Es ist unglaublich, wie Elina Hirvonen die Rückblicke verwendet. Es erinnerte mich vom Stil her ein wenig an "Homo faber" von Max Frisch. Sie werden genau dann eingefügt, wenn sie wichtig für die jetzige Situation sind, d.h. wenn man diese zum Verständnis des Verhaltens der Figuren braucht. Wenn man diese Rückblicke liest, kann man zu 100% nachvollziehen, warum der-/diejenige so handelt, wie sie eben handelt und/ oder denkt.

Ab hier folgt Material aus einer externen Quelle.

PR #1398, opened 2017-07-07
deep eager loading

klobuczek:
Fixes #
- fixes issue when there is a relationships type and label with the same name
- fixes broken result caching on QueryProxyEagerLoading

This pull introduces/changes:
 * with_association now accepts hashes of symbol instead of only symbols allowing deep eager loading
 * 

Pings:
@cheerfulstoic
@subvertallchris

### DIFF
--- a/lib/neo4j/active_node/query/query_proxy_eager_loading.rb
+++ b/lib/neo4j/active_node/query/query_proxy_eager_loading.rb
@@ -2,58 +2,153 @@ module Neo4j
   module ActiveNode
     module Query
       module QueryProxyEagerLoading
-        def each(node = true, rel = nil, &block)
+        class IdentityMap < Hash
+          def add(node)
+            self[node.neo_id] ||= node
+          end
+        end
+
+        class AssociationTree < Hash
+          attr_accessor :model, :name, :association, :path
+
+          def initialize(model, name = nil)
+            super()
+            self.model = name ? target_class(model, name) : model
+            self.name = name
+            self.association = name ? model.associations[name] : nil
+          end
+
+          def clone
+            super.tap { |copy| copy.each { |key, value| copy[key] = value.clone } }
+          end
+
+          def add_association(spec)
+            if spec.is_a?(Array)
+              spec.each { |s| add_association(s) }
+            elsif spec.is_a?(Hash)
+              spec.each { |k, v| (self[k] ||= AssociationTree.new(model, k)).add_association(v) }
+            else
+              self[spec] ||= AssociationTree.new(model, spec)
+            end
+          end
+
+          def paths(*prefix)
+            values.flat_map { |v| [[*prefix, v]] + v.paths(*prefix, v) }
+          end
+
+          private
+
+          def target_class(model, key)
+            association = model.associations[key]
+            fail "Invalid association: #{[*path, key].join('.')}" unless association
+            model.associations[key].target_class
+          end
+        end
+
+        def pluck_vars(node, rel)
           return super if with_associations_spec.size.zero?
 
-          query_from_association_spec.pluck(identity, "[#{with_associations_return_clause}]").map do |record, eager_data|
-            eager_data.each_with_index do |eager_records, index|
-              record.association_proxy(with_associations_spec[index]).cache_result(eager_records)
+          perform_query
+        end
+
+        def perform_query
+          @_cache = IdentityMap.new
+          query_from_association_spec
+            .map do |record, eager_data|
+            cache_and_init(record, with_associations_spec)
+            eager_data.zip(with_associations_spec.paths.map(&:last)).each do |eager_records, element|
+              eager_records.first.zip(eager_records.last).each do |eager_record|
+                add_to_cache(*eager_record, element)
+              end
             end
 
-            yield(record)
+            record
+          end
+        end
+
+        def with_associations(*spec)
+          new_link.tap do |new_query_proxy|
+            new_query_proxy.with_associations_spec = with_associations_spec.clone
+            new_query_proxy.with_associations_spec.add_association(spec)
           end
         end
 
         def with_associations_spec
-          @with_associations_spec ||= []
+          @with_associations_spec ||= AssociationTree.new(model)
         end
 
-        def with_associations(*spec)
-          invalid_association_names = spec.reject do |association_name|
-            model.associations[association_name]
-          end
-
-          if !invalid_association_names.empty?
-            fail "Invalid associations: #{invalid_association_names.join(', ')}"
-          end
-
-          new_link.tap do |new_query_proxy|
-            new_spec = new_query_proxy.with_associations_spec + spec
-            new_query_proxy.with_associations_spec.replace(new_spec)
-          end
+        def with_associations_spec=(tree)
+          @with_associations_spec = tree
         end
 
         private
 
-        def with_associations_return_clause(variables = with_associations_spec)
-          variables.map { |n| "#{n}_collection" }.join(',')
+        def add_to_cache(rel, node, element)
+          direction = element.association.direction
+          if rel.is_a?(Neo4j::ActiveRel)
+            rel.instance_variable_set(direction == :in ? '@from_node' : '@to_node', node)
+          end
+          @_cache[direction == :out ? rel.start_node_neo_id : rel.end_node_neo_id]
+            .association_proxy(element.name).add_to_cache(cache_and_init(node, element), rel)
+        end
+
+        def init_associations(node, element)
+          element.keys.each { |key| node.association_proxy(key).init_cache }
+        end
+
+        def cache_and_init(node, element)
+          @_cache.add(node).tap { |n| init_associations(n, element) }
+        end
+
+        def with_associations_return_clause(variables = path_names)
+          variables.map { |n| escape("#{n}_collection") }.join(',')
+        end
+
+        def escape(s)
+          s =~ /\./ ? "`#{s}`" : s
+        end
+
+        def path_name(path)
+          path.map(&:name).join('.')
+        end
+
+        def path_names
+          with_associations_spec.paths.map { |path| path_name(path) }
         end
 
         def query_from_association_spec
           previous_with_variables = []
-          with_associations_spec.inject(query_as(identity).with(identity)) do |query, association_name|
-            with_association_query_part(query, association_name, previous_with_variables).tap do
-              previous_with_variables << association_name
+          with_associations_spec.paths.inject(query_as(identity).with(identity)) do |query, path|
+            with_association_query_part(query, path, previous_with_variables).tap do
+              previous_with_variables << path_name(path)
             end
-          end.return(identity)
+          end.pluck(identity, "[#{with_associations_return_clause}]")
         end
 
-        def with_association_query_part(base_query, association_name, previous_with_variables)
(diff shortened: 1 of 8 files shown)


lib/neo4j/active_node/query/query_proxy_eager_loading.rb
```diff
@@ -2,58 +2,153 @@ module Neo4j
...
         private
 
-        def with_associations_return_clause(variables = with_associations_spec)
-          variables.map { |n| "#{n}_collection" }.join(',')
+        def add_to_cache(rel, node, element)
+          direction = element.association.direction
+          if rel.is_a?(Neo4j::ActiveRel)
+            rel.instance_variable_set(direction == :in ? '@from_node' : '@to_node', node)
+          end
+          @_cache[direction == :out ? rel.start_node_neo_id : rel.end_node_neo_id]
```
cheerfulstoic: In testing this out, I got an error that `start_node_neo_id` doesn't exist.  This means that the `gemspec` for this change would need to be changed to require `7.2.2` of the `neo4j-core` gem.  Probably we can release as 8.2.x of the `neo4j` gem, so that shouldn't be a big deal

lib/neo4j/active_node/query/query_proxy_eager_loading.rb
```diff
@@ -2,58 +2,153 @@ module Neo4j
...
+            new_query_proxy.with_associations_spec.add_association(spec)
           end
         end
 
+        def with_associations_spec
+          @with_associations_spec ||= AssociationTree.new(model)
+        end
+
+        def with_associations_spec=(tree)
+          @with_associations_spec = tree
```
cheerfulstoic: Probably we can change all `with_associations_spec` references to something like `with_association_tree`

lib/neo4j/active_node/query/query_proxy_eager_loading.rb
```diff
@@ -2,58 +2,153 @@ module Neo4j
...
+
+          def add_association(spec)
+            if spec.is_a?(Array)
+              spec.each { |s| add_association(s) }
+            elsif spec.is_a?(Hash)
+              spec.each { |k, v| (self[k] ||= AssociationTree.new(model, k)).add_association(v) }
+            else
+              self[spec] ||= AssociationTree.new(model, spec)
             end
+          end
```
cheerfulstoic: Probably this method could be called `add_spec`.  The singular "association" seems weird when you're often adding more than one via array or hash

spec/e2e/association_proxy_spec.rb
```diff
@@ -107,6 +115,26 @@
...
+    end
+  end
+
+  it 'Queries only one time when there are some empty associations' do
+    Student.create.lessons << science
+    Student.create.lessons += [science, Lesson.create]
+    expect_queries(1) do
+      science.students.with_associations(lessons: :exams_given).flat_map(&:lessons).flat_map(&:exams_given)
+    end
+  end
```
cheerfulstoic: I see that you are getting the relationships in the query as well.  Would these be available by doing an `each_rel`?  If so, I think there's at least one spec missing here.

I also wonder if it makes sense to have another function which doesn't return the relationship for the sake of not loading as much data.  Probably that's a project for another day...

lib/neo4j/active_rel/rel_wrapper.rb
```diff
@@ -11,8 +11,9 @@ class << self
       def wrapper(rel)
         rel.props.symbolize_keys!
         begin
-          most_concrete_class = class_from_type(rel.rel_type)
-          most_concrete_class.constantize.new
+          most_concrete_class = class_from_type(rel.rel_type).constantize
+          return rel unless most_concrete_class < Neo4j::ActiveRel
+          most_concrete_class.new
```
cheerfulstoic: :+1: Cheers for this

lib/neo4j/active_node/query/query_proxy_eager_loading.rb
```diff
@@ -2,58 +2,153 @@ module Neo4j
...
+          @_cache.add(node).tap { |n| init_associations(n, element) }
+        end
+
+        def with_associations_return_clause(variables = path_names)
+          variables.map { |n| escape("#{n}_collection") }.join(',')
+        end
+
+        def escape(s)
+          s =~ /\./ ? "`#{s}`" : s
+        end
```
cheerfulstoic: I assume that this isn't trying to avoid Cypher injection vulnerabilities, right?  I suppose generally we should trust the programmers to give us safe values in the `with_associations` argument(s)

lib/neo4j/active_node/query/query_proxy_eager_loading.rb
```diff
@@ -2,58 +2,153 @@ module Neo4j
...
+        def cache_and_init(node, element)
+          @_cache.add(node).tap { |n| init_associations(n, element) }
+        end
+
+        def with_associations_return_clause(variables = path_names)
+          variables.map { |n| escape("#{n}_collection") }.join(',')
+        end
+
+        def escape(s)
+          s =~ /\./ ? "`#{s}`" : s
```
cheerfulstoic: You could use `s['.']`. Both are very very fast, though `s['.']` is about 1.8 times faster in my Benchmarking

cheerfulstoic:
Hey @klobuczek just checking to see what's up with this.

klobuczek:
@cheerfulstoic sorry I dropped the ball on this as I was swamped with other stuff. Thank you very much for the feedback, which I am going to work through right now.

lib/neo4j/active_node/query/query_proxy_eager_loading.rb
klobuczek: Good point about cypher injection. Maybe we should unconditionally escape all aliases as they are not simple generated ones but driven by the parameters to the `with_associations` method. In my case the names are passed via query parameters in jsonapi specifying what sideloading should be included. The names can be verified otherwise, whitelisting only good associations but it is easy to make a mistake and forget about it.

klobuczek:
@cheerfulstoic could you give the performance test you ran and which had the anomaly of having 1000 objects at the 2nd level while total objects were only 7?
I sort of can imagine where the weak point is. The algorithm works nicely for trees, but for arbitrary graphs, it will still traverse all possible paths as if it were a tree and thus it possibly touches and returns the same nodes multiple times before finally reducing the result to the actual object graph in memory.
There are few different strategies for doing I might explore.

spec/e2e/association_proxy_spec.rb
klobuczek: Currently, on master `each_rel` called after `with_association` does not work properly. It wrongfully behaves like `each` passing a node to the block. Here I was actually not attempting to support `each_rel`, but maybe we should fix that for the sake of consistency.

cheerfulstoic:
No problem, thanks for the update.

I can't share my case, but I'm sure it's a pathological one, and no, I believe the performance was the same or better.  I still think that this will be a good option for users to be able to choose to use and, unless it's super easy, I don't think there's a need to explore deeper options yet.  I was mainly curious at the sort of speed-ups you've seen.

klobuczek:
@cheerfulstoic in my case I have a performance improvement of factor 50. But this was an extreme case of a team trying to download an entire database branch for 1 client over jsonapi. This took initially 7 minutes with thousands of queries and now results in 1 query of 2 seconds and 20 second json serialization due to the enormous json size. But the good aspect of this is that this feature has been really tested under a huge load.

lib/neo4j/active_node/query/query_proxy_eager_loading.rb
```diff
@@ -2,58 +2,158 @@ module Neo4j
...
+          @with_associations_tree ||= AssociationTree.new(model)
+        end
+
+        def with_associations_tree=(tree)
+          @with_associations_tree = tree
+        end
+
+        def first
+          limit(1).to_a.first
+        end
```
klobuczek: this is bad and the reason for some random spec failures, I need to correct it

cheerfulstoic:
Awesome, I definitely think that this would be a great improvement, then!  I see that there are some builds failing on CI and you made a comment on the `#first` method.  How close would you say that this is?

Thanks again

klobuczek:
@cheerfulstoic the `first` is the last missing part that I recently discovered. Do you have any recommendation how to fix that? `first` breaks `with_associations` on master as well, so were several other methods. I could fix most of the problems by not overriding `each` but only `pluck_vars`, but the `first` needs different handling.

cheerfulstoic:
I'm not sure I understand the problem.  Is it about ordering?  In the `ActiveNode` `.first` method we order by the primary key:

https://github.com/neo4jrb/neo4j/blob/d3a2412a45c551225b24f4a21760183c3f7e561e/lib/neo4j/active_node/query_methods.rb#L15

klobuczek:
The problem is that a lot of the methods in the query chain are ignored (including `with_associations`) when `first` is called as the `each` method which handles many of them is skipped.

cheerfulstoic:
Ah, I think I see now.  So did d61cd5a43474b86e54f9c102771f34d4e6fcfef0 fix it?

cheerfulstoic:
If so, would you say everything is done?  If so I'm happy to merge / release it

klobuczek:
Yes d61cd5a did fix the problem for `first`. The last commit c83e84 is a workaround for a bug in neo4j 2.1.8 if we still want to support it.
And yes, I think we are done.

cheerfulstoic:
I would like to try to support old versions as is reasonable, but maybe it would be reasonable to drop older versions in version `9.x` of the gem

cheerfulstoic:
Thanks so much for this!

pepesenaris:
@cheerfulstoic  in gem version will be available this?

cheerfulstoic:
Just released as `8.2.1` (I forgot to get everything from the `8.1.x` branch, so I had to release twice ;)

Joshfindit:
If I'm not just missing it somewhere, could we please get documentation on how to do deep eager loading?

cheerfulstoic:
@Joshfindit I just added a note at the bottom of [this section](https://neo4jrb.readthedocs.io/en/latest/ActiveNode.html#eager-loading)

Joshfindit:
Excellent. Would it be reasonable to also go over the trickier usage as well? Like `person.blog_posts.with_associations(:tags, comments: :hashtags)` where we also want `comments: :authors`?

Joshfindit:
Excellent. Would it be reasonable to also go over the trickier usage as well? Like `person.blog_posts.with_associations(:tags, comments: :hashtags)` where we also want `comments: :authors`?

cheerfulstoic:
@Joshfindit I checked the tests and didn't see deeper examples, so I didn't want to document when I didn't know how well it would work.  Unfortunately I don't have time to test it out, but if you have time you can change the docs here: https://github.com/neo4jrb/neo4j/blob/master/docs/ActiveNode.rst

thefliik:
@Joshfindit `person.blog_posts.with_associations(:tags, comments: [:hashtags, :authors])`  will retrieve hashtags and authors

cheerfulstoic:
@Joshfindit I generally just watch the query log.  It should come up in the rails console or you can tail under `log/development.log`.  If you're not using Rails you can pass a `logger` option into the adaptor options using a `Logger` object.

Die Charaktere sind super ausgearbeitet und vor allem Anna erscheint mir sehr sympathisch - sie glaubt an das Gute  im Menschen und gibt nie auf. Trotzdem schafft sie es für sich klare Grenzen zu definieren.

Wer es mir etwas schwer gemacht hat, ist der Vater, der Joona gegenüber sehr gewalttätig und "bösgesonnen" war. Allerdings erfährt man auch etwas über seine Vergangenheit und kann nachvollziehen, wie es in ihm aussieht - auch wenn das überhaupt keine Entschuldigung für sein Verhalten ist.

Anna und Joonas Mutter verhält sich im ganzen Roman über sehr ruhig und man erfährt nicht viel über sie. Sie erscheint sehr schüchtern, zurückhaltend und teilweise verängstigt. Sie fühlt sich hilflos und hat Angst, dass die ganze Familie zerbricht, traut sich aber nicht einzuschreiten, wenn ihr Mann ausrastet. 

Der Schreibstil ist sehr ansprechend. Er ist flüssig zu lesen und dennoch sehr ausgeschmückt und tiefgründig. Das Buch hat nur 160 Seiten, aber man hat das Gefühl, man erfährt so viel über die Personen, als wären es mindestens 300 Seiten lang. Es ist überhaupt nicht oberflächlich - Elina Hirvonen hat ganze Arbeit geleistet.


Fazit:


Ein unglaublich tolles Buch, das ich nicht aus der Hand legen konnte. Tiefgründig und toll geschrieben sind die 160 Seiten im Nu gelesen. Die Geschichte regt zum Nachdenken an und versucht die Stigmatisierung von psychischen Krankheiten in Frage zu stellen. Eine absolute Leseempfehlung meinerseits!